▶ _Goal of the exercise_
Would you find each line in the entries below with the string "NSString" and copy it?

Content starts

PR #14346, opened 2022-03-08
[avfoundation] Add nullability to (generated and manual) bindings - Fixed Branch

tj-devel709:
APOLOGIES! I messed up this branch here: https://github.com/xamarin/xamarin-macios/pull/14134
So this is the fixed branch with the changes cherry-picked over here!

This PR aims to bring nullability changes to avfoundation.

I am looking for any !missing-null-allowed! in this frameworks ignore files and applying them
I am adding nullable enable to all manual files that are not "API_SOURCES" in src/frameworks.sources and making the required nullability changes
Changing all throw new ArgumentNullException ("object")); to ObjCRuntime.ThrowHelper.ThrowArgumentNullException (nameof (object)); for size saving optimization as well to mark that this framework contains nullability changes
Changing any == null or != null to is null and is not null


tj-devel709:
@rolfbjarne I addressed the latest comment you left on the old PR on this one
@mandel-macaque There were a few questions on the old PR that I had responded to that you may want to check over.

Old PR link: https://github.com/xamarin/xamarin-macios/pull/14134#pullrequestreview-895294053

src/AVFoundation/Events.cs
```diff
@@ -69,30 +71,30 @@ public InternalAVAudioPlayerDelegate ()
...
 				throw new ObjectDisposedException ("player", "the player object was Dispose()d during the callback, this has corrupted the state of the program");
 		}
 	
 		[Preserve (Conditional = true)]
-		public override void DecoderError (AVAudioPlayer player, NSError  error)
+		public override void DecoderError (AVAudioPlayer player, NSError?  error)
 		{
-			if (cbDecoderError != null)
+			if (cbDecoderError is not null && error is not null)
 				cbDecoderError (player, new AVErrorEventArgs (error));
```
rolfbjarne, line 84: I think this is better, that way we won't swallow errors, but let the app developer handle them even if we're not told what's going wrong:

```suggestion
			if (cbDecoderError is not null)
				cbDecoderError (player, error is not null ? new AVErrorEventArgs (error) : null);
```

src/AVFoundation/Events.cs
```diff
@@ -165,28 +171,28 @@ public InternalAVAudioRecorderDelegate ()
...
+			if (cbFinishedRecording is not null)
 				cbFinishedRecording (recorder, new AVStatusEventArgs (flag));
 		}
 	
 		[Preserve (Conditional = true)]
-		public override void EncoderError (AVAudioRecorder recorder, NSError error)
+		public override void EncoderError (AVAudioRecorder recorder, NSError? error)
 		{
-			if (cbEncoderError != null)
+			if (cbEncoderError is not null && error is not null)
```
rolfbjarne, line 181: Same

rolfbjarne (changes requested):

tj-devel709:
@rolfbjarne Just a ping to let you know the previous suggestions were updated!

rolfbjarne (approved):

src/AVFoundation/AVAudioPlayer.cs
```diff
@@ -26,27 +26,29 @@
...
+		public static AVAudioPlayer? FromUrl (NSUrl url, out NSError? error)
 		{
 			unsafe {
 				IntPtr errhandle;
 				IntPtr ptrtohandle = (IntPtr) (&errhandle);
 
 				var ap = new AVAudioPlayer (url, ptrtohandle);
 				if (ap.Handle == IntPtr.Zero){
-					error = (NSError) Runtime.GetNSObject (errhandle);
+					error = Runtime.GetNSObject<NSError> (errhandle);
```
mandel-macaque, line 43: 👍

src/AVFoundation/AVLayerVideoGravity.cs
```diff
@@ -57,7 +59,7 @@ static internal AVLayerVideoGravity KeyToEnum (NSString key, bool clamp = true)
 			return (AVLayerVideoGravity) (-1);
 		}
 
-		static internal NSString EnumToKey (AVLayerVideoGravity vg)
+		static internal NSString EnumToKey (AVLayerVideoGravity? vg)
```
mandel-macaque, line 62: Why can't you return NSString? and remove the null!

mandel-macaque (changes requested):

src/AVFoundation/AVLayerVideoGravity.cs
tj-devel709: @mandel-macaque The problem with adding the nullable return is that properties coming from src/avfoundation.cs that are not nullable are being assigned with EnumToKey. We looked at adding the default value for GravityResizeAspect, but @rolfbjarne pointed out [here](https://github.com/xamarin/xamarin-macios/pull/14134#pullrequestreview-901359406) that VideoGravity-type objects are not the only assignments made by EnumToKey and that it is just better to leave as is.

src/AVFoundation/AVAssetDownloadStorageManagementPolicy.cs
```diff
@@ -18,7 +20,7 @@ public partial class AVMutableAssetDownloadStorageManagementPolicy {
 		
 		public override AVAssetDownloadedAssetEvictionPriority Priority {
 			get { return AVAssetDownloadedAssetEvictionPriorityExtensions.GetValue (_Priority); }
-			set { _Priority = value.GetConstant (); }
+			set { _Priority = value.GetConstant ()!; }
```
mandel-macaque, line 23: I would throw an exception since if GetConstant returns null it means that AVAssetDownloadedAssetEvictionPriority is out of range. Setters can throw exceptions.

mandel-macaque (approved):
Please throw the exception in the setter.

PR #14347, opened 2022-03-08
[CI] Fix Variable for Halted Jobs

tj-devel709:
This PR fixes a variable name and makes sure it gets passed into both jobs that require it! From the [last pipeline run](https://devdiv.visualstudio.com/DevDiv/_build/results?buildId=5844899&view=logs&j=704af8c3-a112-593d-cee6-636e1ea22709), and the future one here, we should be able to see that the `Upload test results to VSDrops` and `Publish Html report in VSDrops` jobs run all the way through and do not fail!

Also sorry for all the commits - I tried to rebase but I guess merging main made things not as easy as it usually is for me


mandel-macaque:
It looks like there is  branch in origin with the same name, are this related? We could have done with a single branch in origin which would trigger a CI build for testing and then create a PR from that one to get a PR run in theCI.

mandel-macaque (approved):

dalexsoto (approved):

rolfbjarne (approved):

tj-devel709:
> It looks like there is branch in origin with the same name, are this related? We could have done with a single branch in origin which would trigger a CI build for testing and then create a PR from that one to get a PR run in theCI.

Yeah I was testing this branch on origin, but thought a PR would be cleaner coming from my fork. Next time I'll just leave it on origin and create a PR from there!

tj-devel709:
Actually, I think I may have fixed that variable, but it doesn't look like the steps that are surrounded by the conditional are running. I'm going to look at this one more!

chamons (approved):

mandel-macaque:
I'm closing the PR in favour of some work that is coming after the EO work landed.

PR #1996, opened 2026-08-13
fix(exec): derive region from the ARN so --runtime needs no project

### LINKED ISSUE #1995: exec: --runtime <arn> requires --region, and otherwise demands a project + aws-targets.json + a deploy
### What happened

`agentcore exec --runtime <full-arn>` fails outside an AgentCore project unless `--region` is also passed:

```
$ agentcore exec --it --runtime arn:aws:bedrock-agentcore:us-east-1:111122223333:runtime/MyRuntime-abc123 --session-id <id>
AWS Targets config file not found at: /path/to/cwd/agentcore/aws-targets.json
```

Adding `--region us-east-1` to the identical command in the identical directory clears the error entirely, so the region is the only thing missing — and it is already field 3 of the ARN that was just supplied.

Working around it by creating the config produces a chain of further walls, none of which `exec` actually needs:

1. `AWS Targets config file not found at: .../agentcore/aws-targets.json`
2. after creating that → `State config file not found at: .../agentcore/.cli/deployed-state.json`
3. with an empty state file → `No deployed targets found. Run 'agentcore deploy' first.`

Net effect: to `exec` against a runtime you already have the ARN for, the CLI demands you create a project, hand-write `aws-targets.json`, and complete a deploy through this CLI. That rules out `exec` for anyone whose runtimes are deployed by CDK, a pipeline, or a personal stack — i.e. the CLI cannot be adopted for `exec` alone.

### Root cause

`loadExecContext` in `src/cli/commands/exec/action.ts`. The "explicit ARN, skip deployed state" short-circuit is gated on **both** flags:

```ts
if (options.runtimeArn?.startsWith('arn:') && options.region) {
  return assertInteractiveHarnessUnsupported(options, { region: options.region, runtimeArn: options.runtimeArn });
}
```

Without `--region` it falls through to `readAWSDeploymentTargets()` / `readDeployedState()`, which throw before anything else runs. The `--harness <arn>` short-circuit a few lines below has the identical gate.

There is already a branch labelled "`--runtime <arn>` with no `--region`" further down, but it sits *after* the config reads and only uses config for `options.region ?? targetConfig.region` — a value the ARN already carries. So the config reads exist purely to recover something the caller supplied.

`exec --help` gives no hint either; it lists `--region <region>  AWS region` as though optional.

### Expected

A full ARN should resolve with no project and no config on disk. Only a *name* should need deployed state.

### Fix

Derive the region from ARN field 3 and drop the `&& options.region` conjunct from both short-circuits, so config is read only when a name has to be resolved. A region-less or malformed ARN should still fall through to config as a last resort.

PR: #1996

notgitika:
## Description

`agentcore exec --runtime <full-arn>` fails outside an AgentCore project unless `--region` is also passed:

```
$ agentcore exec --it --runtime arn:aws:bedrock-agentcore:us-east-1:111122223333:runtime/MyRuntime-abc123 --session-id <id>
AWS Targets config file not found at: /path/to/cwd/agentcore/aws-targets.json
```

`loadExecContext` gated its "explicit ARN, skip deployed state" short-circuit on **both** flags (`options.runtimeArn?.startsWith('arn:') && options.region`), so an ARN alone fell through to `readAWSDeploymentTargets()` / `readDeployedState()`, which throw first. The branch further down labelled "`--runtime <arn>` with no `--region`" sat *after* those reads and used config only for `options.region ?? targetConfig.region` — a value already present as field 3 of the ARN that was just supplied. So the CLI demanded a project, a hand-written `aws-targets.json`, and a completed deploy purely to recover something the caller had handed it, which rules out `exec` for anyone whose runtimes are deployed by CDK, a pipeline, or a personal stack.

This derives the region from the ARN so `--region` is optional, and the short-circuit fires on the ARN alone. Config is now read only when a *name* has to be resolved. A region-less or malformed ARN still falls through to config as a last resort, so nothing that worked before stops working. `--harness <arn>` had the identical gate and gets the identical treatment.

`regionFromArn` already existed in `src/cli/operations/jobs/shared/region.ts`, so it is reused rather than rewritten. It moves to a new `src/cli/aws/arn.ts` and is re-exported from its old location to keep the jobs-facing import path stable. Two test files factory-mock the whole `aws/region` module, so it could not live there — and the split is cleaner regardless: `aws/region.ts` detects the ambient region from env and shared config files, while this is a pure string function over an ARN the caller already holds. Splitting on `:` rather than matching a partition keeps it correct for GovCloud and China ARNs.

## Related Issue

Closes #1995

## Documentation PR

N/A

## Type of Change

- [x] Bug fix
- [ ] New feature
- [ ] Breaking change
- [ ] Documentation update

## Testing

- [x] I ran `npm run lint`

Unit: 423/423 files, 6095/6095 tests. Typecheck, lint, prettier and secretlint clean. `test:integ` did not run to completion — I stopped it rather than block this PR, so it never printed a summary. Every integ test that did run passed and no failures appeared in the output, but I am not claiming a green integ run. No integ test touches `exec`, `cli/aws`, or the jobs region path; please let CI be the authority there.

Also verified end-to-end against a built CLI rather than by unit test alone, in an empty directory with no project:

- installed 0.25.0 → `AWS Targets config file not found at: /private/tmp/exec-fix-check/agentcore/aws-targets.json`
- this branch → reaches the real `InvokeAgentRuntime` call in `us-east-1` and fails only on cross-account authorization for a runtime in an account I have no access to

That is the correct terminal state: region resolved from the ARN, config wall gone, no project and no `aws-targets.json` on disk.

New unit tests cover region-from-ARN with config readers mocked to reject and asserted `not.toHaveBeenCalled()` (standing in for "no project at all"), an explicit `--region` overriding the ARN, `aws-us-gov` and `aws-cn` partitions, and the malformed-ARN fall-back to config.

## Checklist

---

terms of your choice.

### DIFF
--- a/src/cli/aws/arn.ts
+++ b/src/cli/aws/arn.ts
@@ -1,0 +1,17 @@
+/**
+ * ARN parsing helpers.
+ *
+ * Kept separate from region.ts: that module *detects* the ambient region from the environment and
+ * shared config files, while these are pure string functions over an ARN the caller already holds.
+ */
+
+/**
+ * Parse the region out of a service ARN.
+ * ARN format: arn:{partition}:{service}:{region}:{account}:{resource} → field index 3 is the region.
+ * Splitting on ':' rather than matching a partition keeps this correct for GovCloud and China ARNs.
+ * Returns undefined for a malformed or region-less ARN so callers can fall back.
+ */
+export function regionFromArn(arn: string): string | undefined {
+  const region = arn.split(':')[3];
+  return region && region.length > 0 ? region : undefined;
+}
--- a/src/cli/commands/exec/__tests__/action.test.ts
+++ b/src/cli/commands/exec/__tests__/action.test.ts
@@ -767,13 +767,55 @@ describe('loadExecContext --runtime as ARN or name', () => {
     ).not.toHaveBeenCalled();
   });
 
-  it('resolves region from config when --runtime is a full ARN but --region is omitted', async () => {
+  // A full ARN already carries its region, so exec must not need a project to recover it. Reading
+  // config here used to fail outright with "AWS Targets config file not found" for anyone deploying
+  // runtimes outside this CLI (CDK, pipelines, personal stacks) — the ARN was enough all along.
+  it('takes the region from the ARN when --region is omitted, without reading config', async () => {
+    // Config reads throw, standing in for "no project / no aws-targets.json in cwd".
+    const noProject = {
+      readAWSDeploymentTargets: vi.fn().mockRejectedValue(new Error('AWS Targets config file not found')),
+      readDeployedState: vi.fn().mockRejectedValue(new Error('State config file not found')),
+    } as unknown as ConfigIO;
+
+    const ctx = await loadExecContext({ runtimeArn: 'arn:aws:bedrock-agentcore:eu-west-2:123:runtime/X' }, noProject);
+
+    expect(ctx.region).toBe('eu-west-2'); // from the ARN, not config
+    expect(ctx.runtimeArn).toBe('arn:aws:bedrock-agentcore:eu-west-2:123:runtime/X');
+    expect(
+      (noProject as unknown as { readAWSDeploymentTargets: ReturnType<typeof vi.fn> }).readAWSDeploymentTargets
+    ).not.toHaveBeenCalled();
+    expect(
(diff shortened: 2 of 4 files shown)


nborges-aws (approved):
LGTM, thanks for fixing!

Content ends

▶ _Your solution_
@@ -57,7 +59,7 @@ static internal AVLayerVideoGravity KeyToEnum (NSString key, bool clamp = true)
-		static internal NSString EnumToKey (AVLayerVideoGravity vg)
+		static internal NSString EnumToKey (AVLayerVideoGravity? vg)
mandel-macaque, line 62: Why can't you return NSString? and remove the null!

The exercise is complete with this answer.